Cancer Metab. 2021 Jan 29;9(1):9. doi: 10.1186/s40170-021-00242-z.
Prostate cancer tissues are inherently heterogeneous, which presents a challenge for metabolic profiling using traditional bulk analysis methods that produce an averaged profile. The aim of this study was therefore to spatially detect metabolites and lipids on prostate tissue sections by using mass spectrometry imaging (MSI), a method that facilitates molecular imaging of heterogeneous tissue sections, which can subsequently be related to the histology of the same section.
Here, we simultaneously obtained metabolic and lipidomic profiles in different prostate tissue types using matrix-assisted laser desorption/ionization time-of-flight (MALDI-TOF) MSI. Both positive and negative ion mode were applied to analyze consecutive sections from 45 fresh-frozen human prostate tissue samples (N = 15 patients). Mass identification was performed with tandem MS.

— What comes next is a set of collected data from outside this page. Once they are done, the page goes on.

PR #412, opened 2024-10-14
fix: image size on browsers without createImageBitmap

pecoram:
This PR addresses an issue specific to 2017 Samsung TVs, which do not support the createImageBitmap method.

**Testing**

Tested on 2017 Samsung TVs with renderer+solid.


wouterlucas (approved):
LGTM

PR #418, opened 2024-10-21
Resolved sans-serif font issue for firefox browser

jfboeve:
The FireFox browser was throwing an error when using the default font for canvas. 

When the canvas text renderer tries to add the default font (fallback font).  However during the creation of the WebFont (line: 120 CanvasTextRenderer) it creates a FontFace which creates a family property which is an empty string in FireFox. This is where we run into problems because that empty string is used as a key later on. 

I have resolved the issue by building in a fallback that in case the family returns an empty string it falls back to the fontFamily property of its super class.

### DIFF
--- a/src/core/text-rendering/renderers/CanvasTextRenderer.ts
+++ b/src/core/text-rendering/renderers/CanvasTextRenderer.ts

Pairwise comparisons of cancer, non-cancer epithelium, and stroma revealed several metabolic differences between the tissue types. We detected increased levels of metabolites crucial for lipid metabolism in cancer, including metabolites involved in the carnitine shuttle, which facilitates fatty acid oxidation, and building blocks needed for lipid synthesis. Metabolites associated with healthy prostate functions, including citrate, aspartate, zinc, and spermine had lower levels in cancer compared to non-cancer epithelium. Profiling of stroma revealed higher levels of important energy metabolites, such as ADP, ATP, and glucose, and higher levels of the antioxidant taurine compared to cancer and non-cancer epithelium.
This study shows that specific tissue compartments within prostate cancer samples have distinct metabolic profiles and pinpoint the advantage of methodology providing spatial information compared to bulk analysis. We identified several differential metabolites and lipids that have potential to be developed further as diagnostic and prognostic biomarkers for prostate cancer. Spatial and rapid detection of cancer-related analytes showcases MALDI-TOF MSI as a promising and innovative diagnostic tool for the clinic.
前列腺癌组织本质上具有异质性,这给使用传统批量分析方法进行代谢谱分析带来了挑战,因为传统方法只能生成平均谱图。因此,本研究的目的是通过质谱成像(MSI)在前列腺组织切片上进行空间代谢物和脂质检测,该方法有助于对异质组织切片进行分子成像,随后可将其与同一切片的组织学相关联。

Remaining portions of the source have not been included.